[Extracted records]
-*-

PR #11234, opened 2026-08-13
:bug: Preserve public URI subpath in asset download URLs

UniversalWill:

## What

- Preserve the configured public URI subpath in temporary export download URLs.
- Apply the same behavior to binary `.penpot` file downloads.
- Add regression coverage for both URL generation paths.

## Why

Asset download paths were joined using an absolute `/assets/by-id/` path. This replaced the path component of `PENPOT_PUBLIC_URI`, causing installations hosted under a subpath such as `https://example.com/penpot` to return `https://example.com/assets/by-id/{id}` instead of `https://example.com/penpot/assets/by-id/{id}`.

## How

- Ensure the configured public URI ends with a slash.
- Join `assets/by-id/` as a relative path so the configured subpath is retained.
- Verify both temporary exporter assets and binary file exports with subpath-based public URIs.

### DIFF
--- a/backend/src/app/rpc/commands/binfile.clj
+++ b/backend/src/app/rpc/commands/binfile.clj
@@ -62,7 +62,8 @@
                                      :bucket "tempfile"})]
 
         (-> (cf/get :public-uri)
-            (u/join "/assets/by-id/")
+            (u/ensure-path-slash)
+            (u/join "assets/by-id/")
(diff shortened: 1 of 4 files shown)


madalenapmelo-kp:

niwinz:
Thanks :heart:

-*-

→ **Directions**
Check each line of the entries above, and show every one holding the word "temporary".

→ **Response to the exercise**
- Preserve the configured public URI subpath in temporary export download URLs.
- Verify both temporary exporter assets and binary file exports with subpath-based public URIs.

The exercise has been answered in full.